PROBLEM TO SOLVE – Search the data for the word "metrics". Reproduce every line where it is found.

Stored items
╭──

PR #1829, opened 2023-04-26
Webhook 2 improvements and fixes

mderynck:
- Rename Firing to Alert Group Created to reduce confusion as to why the event only first once and not when unresolve or unacknowledge returns the alert group to the firing state.
- Increase password field length
- Do not filter webhook execution by team, team is just for filtering ownership now
- Do not log webhook triggers in alert group escalation log if the webhook does not trigger (Status/response will still be stored)
- Fix formatting for response content and data fields on the Status page
- Add a content length limit for responses being stored (50000 characters)


engine/apps/webhooks/tasks/trigger_webhook.py
```diff
@@ -119,12 +121,16 @@ def make_request(webhook, alert_group, data):
...
-                status["content"] = response.content.decode("utf-8")
+            content_length = response.headers.get("Content-Length")
+            if content_length and int(content_length) < WEBHOOK_RESPONSE_LIMIT:
+                try:
+                    status["content"] = json.dumps(response.json())
+                except JSONDecodeError:
+                    status["content"] = response.content.decode("utf-8")
+            else:
+                status["content"] = f"Response content exceeds {WEBHOOK_RESPONSE_LIMIT} character limit"
         else:
```
matiasb, line 132: Wondering if we could remove this else block, and update the closing return to be:
`return triggered, status, error, exception`

grafana-plugin/src/containers/OutgoingWebhook2Status/OutgoingWebhook2Status.tsx
```diff
@@ -100,9 +113,7 @@ const OutgoingWebhook2Status = observer((props: OutgoingWebhook2StatusProps) =>
               {data.last_response_log.content && (
                 <VerticalGroup>
                   <Label>Response Body</Label>
-                  <SourceCode showClipboardIconOnly>
-                    {JSON.stringify(data.last_response_log.content, null, 4)}
-                  </SourceCode>
+                  <SourceCode showClipboardIconOnly>{format_response_field(data.last_response_log.content)}</SourceCode>
```
matiasb, line 116: FYI, Raphael suggested having response status code and response content at the top of the status log. I guess we can revisit some (easy) UI/UX improvements in a later PR.

matiasb (approved):
LGTM

PR #1830, opened 2023-04-26
Webhooks 2 Release

mderynck:
- Enables new webhooks functionality.
- Database migration will automatically convert existing webhooks to new ones.  Note: Converted webhooks are considered "legacy" they will continue to work as part of your escalation chain but will no longer be editable.  To make changes use the `Make a copy` action and edit that one, after you can delete your legacy webhook.  Remember to connect your escalation chain with your newly copied webhook!


joeyorlando (approved):
LGTM 👍 frontend changes seem fine as well but may be worthwhile getting a 2nd 👍 from someone on @grafana/grafana-oncall-frontend.

You might want to checkout [this frontend function](https://github.com/grafana/oncall/blob/dev/grafana-plugin/src/models/filters/filters.helpers.ts#L4-L5), it makes a reference to `outgoing_webhooks` vs `outgoing_webhooks_2`. Seems related w/ determining which filters to fetch from the backend to render.

grafana-plugin/src/models/filters/filters.helpers.ts
```diff
@@ -2,7 +2,6 @@ export const getApiPathByPage = (page: string) => {
   return (
     {
       outgoing_webhooks: 'custom_buttons',
-      outgoing_webhooks_2: 'webhooks',
```
mderynck, line 5: Turns out we don't pass `outgoing_webhooks_2` into this and rely on the fallback, webhooks is being passed in and returned.

PR #1833, opened 2023-04-27
Unify "name" and "title" field for oncall shift

Konstantinov-Innokentii:
# What this PR does
It drops "title" field from OnCall shift and makes "name" field not-required and nullable.  It is needed to provide ability to change shift name in web ui.

## Checklist


engine/apps/schedules/models/custom_on_call_shift.py
```diff
@@ -172,8 +170,9 @@ class CustomOnCallShift(models.Model):
         null=True,
         default=None,
     )
-    name = models.CharField(max_length=200)
-    title = models.CharField(max_length=200, null=True, default=None)
+    name = models.CharField(max_length=200, null=True, default=None)
+    # name = models.CharField(max_length=200)
+    # title = models.CharField(max_length=200, null=True, default=None)
```
Ferril, line 175: Probably forgot to remove commented code

engine/apps/schedules/models/custom_on_call_shift.py
```diff
@@ -705,10 +704,6 @@ def create_or_update_last_shift(self, data):
         instance_data["start_rotation_from_user_index"] = start_rotation_from_user_index
 
         if self.last_updated_shift is None or self.last_updated_shift.event_is_started:
-            # create new shift
```
Ferril, line 708: There is no need to remove this comment as it is related to the code below.
Also I think, we should set the current's shift name here or exclude the "name" from the `fields_to_remove` above, if we want shifts belonging to the same rotation to have the same name

engine/apps/schedules/migrations/0012_auto_20230427_0549.py
```diff
@@ -0,0 +1,36 @@
...
+            model_name='customoncallshift',
+            name='title',
+        ),
+        migrations.AlterField(
+            model_name='customoncallshift',
+            name='name',
+            field=models.CharField(default=None, max_length=200, null=True),
+        ),
+        migrations.RunPython(drop_autogenerated_web_shift_name, autogenerate_web_shift_name),
+    ]
```
Ferril, line 36: It's also probably needed to remove or change the `unique_together` constraint for the field `name`

Ferril (approved):

Konstantinov-Innokentii:
merged in maxim/1502-visualize-schedule-weekends branch

PR #471, opened 2015-06-26
OWWidget: test input signal handlers after __init__ ...

kernc:
... catch connection removing bugs early.

RFC

### DIFF
--- a/Orange/widgets/widget.py
+++ b/Orange/widgets/widget.py
@@ -145,6 +145,18 @@ class OWWidget(QDialog, metaclass=WidgetMetaClass):
         if self.want_basic_layout:
             self.insertLayout()
 
+        def patched__init__(*args, _old__init__=cls.__init__, **kwargs):
+            """
+            After initialization, test input signal handlers with None as input
+            => catch connection deleting bugs early.
+            """
+            _old__init__(*args, **kwargs)
+            for input in self.inputs:
+                args = (None,) if input.single else (None, 0)
+                getattr(self, input.handler)(*args)
+
+        cls.__init__ = patched__init__
+
         return self
 
     def __init__(self, *args, **kwargs):


Orange/widgets/widget.py
```diff
@@ -151,6 +151,11 @@ def __init__(self, *args, **kwargs):
         """QDialog __init__ was already called in __new__,
         please do not call it here."""
 
+        # Test input signal handlers with None == catch deleting connection bugs early
+        for input in self.inputs:
+            args = (None,) if input.single else (None, 0)
+            getattr(self, input.handler)(*args)
+
     @classmethod
```
ales-erjavec: No. This is most definitely not the right place to check this.
At the point when most widgets call the base `__init__` they are not even fully initialized.
e.g.

    inputs = [("Data", int, "set_number")]
    def __init__(self):
        super().__init__()  # will call set_number(None)
        self.number  = None  # member instances are usually defined after
    
    def set_number(self, data):
        if self.number == number:  # BAM: Attribute error
             ...

kernc: Indeed, you are correct, sir. Please have another look.

Orange/widgets/widget.py
```diff
@@ -145,6 +145,18 @@ def __new__(cls, parent=None, *args, **kwargs):
...
+            => catch connection deleting bugs early.
+            """
+            _old__init__(*args, **kwargs)
+            for input in self.inputs:
+                args = (None,) if input.single else (None, 0)
+                getattr(self, input.handler)(*args)
+
+        cls.__init__ = patched__init__
+
         return self
```
ales-erjavec: No.

You are capturing the `cls.__init__` on every `__new__` call, but  the old `__init__` will (except for the first call) be a `patched__init__` of the penultimate widget instance. Note that the `pathched__init__` captures the `self` instance.

In essence this creates a chain of all class instances which have ever been created in a process and clears all of their input whenever a new instance of the class is created.

PR #473, opened 2015-06-29
Box plot bar annotate

ales-erjavec:


astaric:
I have encountered the following problems:
* Label falls out of window on iris dataset.
* Error is raised when grouping is turned off.

PR #474, opened 2015-06-29
New Orange.data.filter.FilterRegex

kernc:


astaric:
Some tests would be nice.

kernc:
> Some tests would be nice.

Can haz.

PR #476, opened 2015-06-29
Test Learners - report an error instead of crashing.

thocevar:
Test Learners reports an error instead of crashing when one of the learners crashes.


lanzagar:
This can show very cryptic error messages above the widget (e.g. for linear regression on iris "negative value in bincount") and hides what caused them, so I don't like it except as a temporary solution.

Once classification and regression learners can be easily differentiated, we should rethink how to handle other errors.

kernc:
Temporary solutions are not the way to go. :-1:

PR #482, opened 2015-07-02
Add separator to dropdown - alternative approach

VesnaT:


Orange/widgets/utils/itemmodels.py
```diff
@@ -257,9 +258,13 @@ def __setitem__(self, s, value):
 
             if not isinstance(value, list):
                 value = list(value)
+            separators = [start + i for i, v in enumerate(value) if v is self.Separator]
```
kernc: Is `self.Separator` ever `False`?

PR #485, opened 2015-07-03
Replace NaN values in distance matrix with 0 for Pearson and Spearman metrics

VesnaT:
… metrics.


lanzagar:
When is the distance NaN?
If only when data contains NaNs, would it not be better to impute the data before computing the correlation?

VesnaT:
No. The distance is NaN, when all features of a sample have the same value.

VesnaT:
It has nothing to do with NaNs in data.

PR #486, opened 2015-07-06
Enable discretization which does not remove constant features

VesnaT:


lanzagar:
The if condition checks if there are no attributes.
How is this related to the commit message and checking if a feature has constant value (and was removed)?

lanzagar:
As discussed, discretization needs to be changed so that it does not remove features (also because of problems elsewhere).

After that this fix should become unnecessary.

PR #495, opened 2015-07-10
Make copies of variables for Random and Model imputers.

nikicc:
Random and Model imputers used to irreversably changed the input data, since there was no copy made for the codomain. Now we make copies so the input data is not changed.


lanzagar:
Random imputation randomizes all values instead of just the missing.

astaric:
My take on fixing Model based imputation:

https://github.com/astaric/orange3/commit/36d616ba2b43586ac6263b47cecba156070d17aa

It does not modify original data and works when used through imputer or compute_value. I am not sure how it fits into the current imputer widget infrastructure.

ales-erjavec:
I think the primary error is in the ImputerModel__call__, specifically the 

    if Xp is X:
            Xp = Orange.data.Table(Xp)

which should create a copy of the table, while in reality it is a view.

╰──

REPLY –
Replace NaN values in distance matrix with 0 for Pearson and Spearman metrics
… metrics.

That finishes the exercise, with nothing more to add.